• **Your objective**: All records are to be printed again exactly as they appear.

• **Task inputs**:
PR #17, opened 2023-01-26
add gis examples

wang-boyu:
For https://github.com/projectmesa/mesa-geo/issues/128.

Moved the following examples into `gis/` folder:
- https://github.com/projectmesa/mesa-geo/tree/main/examples
- https://github.com/wang-boyu/agents-and-networks-in-python


wang-boyu:
Good question. Let me figure this out.

wang-boyu:
- Update dependencies of Mesa-Geo to be ~=0.5.0
- Zip data files in the `agents_and_networks` example
- Update data licenses in the following examples to be CC BY-SA 4.0 as mentioned in the [abmgis repo](https://github.com/abmgis/abmgis/blob/master/LICENSE.md) from where we got the data:
  * agents_and_networks
  * population
  * rainfall
  * urban_growth

Should be ready for review now.

tpike3:
As discussed this is a big merge, but the license issue is resolved. So it would be prudent to merge and then deal with any issues as we get mesa-examples stood up.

• **Answer for the task**:
PR #17, opened 2023-01-26
add gis examples

wang-boyu:
For https://github.com/projectmesa/mesa-geo/issues/128.

Moved the following examples into `gis/` folder:
- https://github.com/projectmesa/mesa-geo/tree/main/examples
- https://github.com/wang-boyu/agents-and-networks-in-python


wang-boyu:
Good question. Let me figure this out.

wang-boyu:
- Update dependencies of Mesa-Geo to be ~=0.5.0
- Zip data files in the `agents_and_networks` example
- Update data licenses in the following examples to be CC BY-SA 4.0 as mentioned in the [abmgis repo](https://github.com/abmgis/abmgis/blob/master/LICENSE.md) from where we got the data:
  * agents_and_networks
  * population
  * rainfall
  * urban_growth

Should be ready for review now.

tpike3:
As discussed this is a big merge, but the license issue is resolved. So it would be prudent to merge and then deal with any issues as we get mesa-examples stood up.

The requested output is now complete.